E: The media is deceptive to people who are viewing it (deception).
Both of these concepts involve respect in some way, either respecting the subject of the content or respecting the audience of the content. I think these ideas are crucial to thinking about deepfakes. What’s wrong with this sort of media is not only that it’s harmful or violates consent, but that it is also disrespectful and deceptive.
There are difficult nuances with respect. For example, we want to allow for parodies, which involve a representation that people don’t like, but are intended to entertain rather than deceive. Still, I’m not convinced that Holtz’s demo was respectful of Attenborough, even under the “parody” category. (The reasons for this are subtle and involve the difference between “making fun” of Attenborough and using his voice to accomplish something new and distinct.) In addition, parody can often be used to conceal misinformation; when the Ron DeSantis campaign placed a manipulated image of Donald Trump hugging Anthony Faucci, a representative from the campaign told The New York Times that the images were “obviously fake,” and thus c
ontained no intent to deceive or expectation of deception. This is nothing new in politics; a smokescreen of “I was joking” can often be used to conceal lies and defamation.

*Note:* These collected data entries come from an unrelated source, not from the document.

PR #18587, opened 2023-07-20
[Form] Fix form data related events definition

HeahDude:
The `PRE_SET_DATA` event is not safe to modify a form based on the data since the data can still be changed by listeners.
`POST_SET_DATA` should be used instead.


xabbuh (approved):

javiereguiluz:
Jules, thanks for taking care of fixing obscure/complex bugs like this in the docs.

Companies that design or disseminate generative AI tools may try to avoid responsibility by insisting that these are merely tools which can be used for good or bad purposes, or that people have always been able to create fake media representations. These are both true, but a long history of ethical debate about dual use technologies gives us good reason to think that technologies which make some bad activity easier have a proportional responsibility to mitigate these harms (despite legal protections like Section 230). This certainly applies to generative AI and deepfakes: Companies that make generative AI technology have both ethical and legal obligations to take strong measures to prevent this technology from being used to generate representations of people that violate A-E.
The most obvious mechanisms are watermarking AI-generated content or providing some information in the metadata that can be used to identify its origin. A recent whitepaper by Microsoft describes their efforts in this area. Another mechanism is verification of the data itself that is used by the model to generate content, which is what ElevenLabs attempts to do with voice data, partnering with companies like Reality Defender.
No security measures are ever going to be 100% perfect, and we’ve seen that the ElevenLabs software was likely used to generate audio deepfakes of Joe Biden that were sent out to New Hampshire voters via robocall earlier this year. But the question that companies must address is: How much abuse of their technology is an acceptable level, and how much abuse would demand stricter mechanisms or even a complete ban? This is not just a challenge for AI designers, but also for clients and even individual users who make use of these systems and. A loss of how our identities is represented is not an inevitability and can be prevented through standards for technologies that might enable it.